What is Duchenne Muscular Dystrophy: https://bit.ly/3JjsrFJ
Learn more about Duchenne Muscular Dystrophy: https://bit.ly/3NEj6uA
Learn more about our research: https://bit.ly/3CFCr8m
Learn more about Jerry Mendell, MD: https://bit.ly/3Ngqn2k
A groundbreaking gene therapy developed at Nationwide Children’s Hospital to treat the most common form of muscular dystrophy has been approved by the FDA, bringing hope to thousands diagnosed with this devastating and life-threatening disease. Duchenne muscular dystrophy, or DMD, mostly affects boys. Symptoms begin with muscle weakness and mobility issues in childhood and progress to cardiovascular and respiratory issues in early adulthood.

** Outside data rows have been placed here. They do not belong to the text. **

PR #1256, opened 2022-11-02
Toml keywords

rprospero:
This PR adds support for Procedures and Modules to TOML.  This completes the last of the updates needed for round trip support.  Importantly, it does *NOT* fully implement TOML, as the TOML loaded version does not return the same results as the input file version on all the test files.


src/keywords/enumoptions.h
```diff
@@ -53,6 +53,7 @@ template <class E> class EnumOptionsKeyword : public EnumOptionsBaseKeyword
     private:
     // Reference to data
     E &data_;
+    const E default_;
```
trisyoungs, line 56:
```suggestion
    // Initial value
    const E default_;
```

src/keywords/geometrylist.cpp
```diff
@@ -77,3 +78,71 @@ bool GeometryListKeyword::serialise(LineParser &parser, std::string_view keyword
...
+            case Geometry::GeometryType::AngleType:
+                geo.set(value, indices[0], indices[1], indices[2]);
+                break;
+            case Geometry::GeometryType::DistanceType:
+                geo.set(value, indices[0], indices[1]);
+                break;
+            case Geometry::GeometryType::TorsionType:
+            default:
+                geo.set(value, indices[0], indices[1], indices[2], indices[3]);
+                break;
```
trisyoungs, line 141: This should really be an explicit `set()` for `Geometry::GeometryType::TorsionType` and an explicit error in the `default` clause.

src/keywords/geometrylist.h
```diff
@@ -19,6 +19,8 @@ class GeometryListKeyword : public KeywordBase
     private:
     // Reference to vector of data
     std::vector<Geometry> &data_;
+    // Initial Value
+    const std::vector<Geometry> default_;
```
trisyoungs, line 23: Since this keyword is a user-controlled one which always defaults to being empty, you don't really need to store the `default_` state and check against it.

src/keywords/integer.h
```diff
@@ -19,6 +19,8 @@ class IntegerKeyword : public KeywordBase
     private:
     // Reference to target data
     int &data_;
+    // Initial value
+    int default_;
```
trisyoungs, line 23:
```suggestion
    const int default_;
```

src/keywords/store.cpp
```diff
@@ -188,3 +188,34 @@ std::vector<Module *> KeywordStore::getVectorModule(std::string_view name) const
...
+{
+    auto result = std::string(original);
+    result[0] = tolower(result[0]);
+    return result;
+}
+
+// Apply the terms in the keyword store to a node
+SerialisedValue KeywordStore::serialiseOnto(SerialisedValue node) const
+{
+
```
trisyoungs, line 204:
```suggestion
```

src/keywords/vec3integer.h
```diff
@@ -23,10 +23,14 @@ class Vec3IntegerKeyword : public KeywordBase
     private:
     // Reference to target data
     Vec3<int> &data_;
+    // Initial Value
+    Vec3<int> default_;
```
trisyoungs, line 27:
```suggestion
    const Vec3<int> default_;
```

src/keywords/vec3nodevalue.h
```diff
@@ -23,6 +23,8 @@ class Vec3NodeValueKeyword : public KeywordBase
      * Data
      */
     private:
+    // Initial value
+    Vec3<NodeValue> default_;
```
trisyoungs, line 27:
```suggestion
    const Vec3<NodeValue> default_;
```

src/keywords/geometrylist.cpp
```diff
@@ -77,3 +78,71 @@ bool GeometryListKeyword::serialise(LineParser &parser, std::string_view keyword
...
+        }
+        data_.push_back(geo);
+    }
+}
+
+// Has not changed from initial value
+bool GeometryListKeyword::isDefault() const { return data_ == default_; }
```
trisyoungs, line 148:
```suggestion
bool GeometryListKeyword::isDefault() const { return data_ .empty(); }
```

src/keywords/vector_intdouble.cpp
```diff
@@ -84,3 +85,21 @@ bool IntegerDoubleVectorKeyword::serialise(LineParser &parser, std::string_view
...
+
+// Read values from a tree node
+void IntegerDoubleVectorKeyword::deserialise(const SerialisedValue &node, const CoreData &coreData)
+{
+    for (auto item : node.as_array())
+        data_.emplace_back(toml::find<std::vector<int>>(item, "indices"), toml::find<std::vector<double>>(item, "values"));
+}
+
+// Has not changed from initial value
+bool IntegerDoubleVectorKeyword::isDefault() const { return KeywordBase::isDefault(); }
```
trisyoungs, line 105:
```suggestion
bool IntegerDoubleVectorKeyword::isDefault() const { return data_.empty(); }
```

src/math/data2d.cpp
```diff
@@ -419,3 +419,23 @@ bool Data2D::serialise(LineParser &parser) const
...
+
+// Read values from a tree node
+void Data2D::deserialise(const SerialisedValue &node)
+{
+    tag_ = toml::find<std::string>(node, "tag");
+    x_ = toml::find<std::vector<double>>(node, "x");
+    y_ = toml::find<std::vector<double>>(node, "y");
+    values_.linearArray() = toml::find<std::vector<double>>(node, "values");
+    if (node.contains("errors"))
+        errors_.linearArray() = toml::find<std::vector<double>>(node, "errors");
```
trisyoungs, line 440: Need to be careful here - the `values_` and `errors_` are of type `Array2D<double>`, and which needs to be initialised to the correct dimensions first otherwise element lookup will not work correctly.

src/module/layer.cpp
```diff
@@ -185,4 +185,36 @@ std::vector<Configuration *> ModuleLayer::allTargetedConfigurations() const
...
+
+// Read values from a tree node
+void ModuleLayer::deserialise(const SerialisedValue &node, const CoreData &coreData)
+{
+    frequency_ = toml::find_or<int>(node, "frequency", 1);
+    if (toml::find_or<bool>(node, "disabled", false))
+        runControlFlags_.setFlag(ModuleLayer::RunControlFlag::Disabled);
+    if (toml::find_or<bool>(node, "requireEnergyStability", false))
+        runControlFlags_.setFlag(ModuleLayer::RunControlFlag::EnergyStability);
+    if (toml::find_or<bool>(node, "requireSieFactors", false))
```
trisyoungs, line 213:
```suggestion
    if (toml::find_or<bool>(node, "requireSizeFactors", false))
```

src/procedure/nodes/generator.cpp
```diff
@@ -0,0 +1,158 @@
...
+NodeRef nodeGenerator(const SerialisedValue &node, const std::string &name, const CoreData &data,
+                      const std::shared_ptr<ProcedureNode> parent)
+{
+    NodeRef result;
+    ProcedureNode::NodeType type = ProcedureNode::nodeTypes().deserialise(node.at("type"));
+    switch (type)
+    {
+        case ProcedureNode::NodeType::Add:
+            result = std::make_shared<AddProcedureNode>();
+            break;
```
trisyoungs, line 48: Can we leverage the `ProcedureNodeRegistry` class to do this?

src/classes/configuration.cpp
```diff
@@ -155,8 +155,16 @@ SerialisedValue Configuration::serialise() const
...
     return configuration;
 }
+
+// Read values from a tree node
+void Configuration::deserialise(const SerialisedValue &node, const CoreData &data)
+{
+    setTemperature(toml::find_or<double>(node, "temperature", defaultTemperature_));
+    requestedSizeFactor_ = toml::find_or<double>(node, "sizeFactor", defaultSizeFactor_);
+    requestedCellDivisionLength_ = toml::find_or<double>(node, "cellDivisionLength", defaultCellDivisionLength_);
+    generator_.deserialise(node.at("generator"), data);
```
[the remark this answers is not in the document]
rprospero: If there is no "generator", then the toml library will throw an exception complaining about the missing value.  This exception provides some extra context, such as the location within the file where the missing key was expected.

I know that we generally avoid exceptions in Dissolve, but the deserialisation routine was found to be an excellent case for them.  A single `try` block can wrap the reading of the input file and perform the correct clean-up on an invalid file (i.e. exiting with an error on the command line and displaying a message to the user in the GUI).  This quarantines the exceptions from appearing elsewhere in the program.

src/classes/data1dstore.cpp
```diff
@@ -43,3 +44,27 @@ OptionalReferenceWrapper<const Data1D> Data1DStore::data(std::string_view name)
 
 // Return vector of all data
 const std::vector<std::shared_ptr<std::pair<Data1D, Data1DImportFileFormat>>> &Data1DStore::data() const { return data_; }
+
+// Express as a tree node
```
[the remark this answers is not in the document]
rprospero: That does feel easier to read.  I've pushed a change to enact this.

src/classes/isotopologue.cpp
```diff
@@ -88,15 +88,19 @@ const std::vector<std::tuple<std::shared_ptr<AtomType>, Sears91::Isotope>> &Isot
 SerialisedValue Isotopologue::serialise() const
 {
     SerialisedValue isotopologue;
```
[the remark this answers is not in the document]
rprospero: Agreed.

src/keywords/configuration.cpp
```diff
@@ -55,3 +55,16 @@ void ConfigurationKeyword::removeReferencesTo(Configuration *cfg)
     if (data_ == cfg)
         data_ = nullptr;
 }
+
+SerialisedValue ConfigurationKeyword::serialise() const
+{
+    // isDefault is checked before serialisation of keywords
+    // so we have checked for the null pointer
```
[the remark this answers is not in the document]
rprospero: I've left in the comment, but added the assertion.

src/math/data2d.cpp
rprospero: Good catch. We now initialise the arrays before setting the values.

“In those with DMD, genetic mutations prevent cells from making dystrophin, a protein responsible for developing and maintaining healthy muscle tissue. And although symptoms are first seen in skeletal muscles, it is also what causes heart and breathing issues as the disease advances,” said Jerry Mendell, MD, pediatric neurologist and principal investigator in the Center for Gene Therapy at Nationwide Children’s Hospital. “Gene therapy corrects this defect to allow the body to produce dystrophin and prevent further deterioration of muscle tissue.”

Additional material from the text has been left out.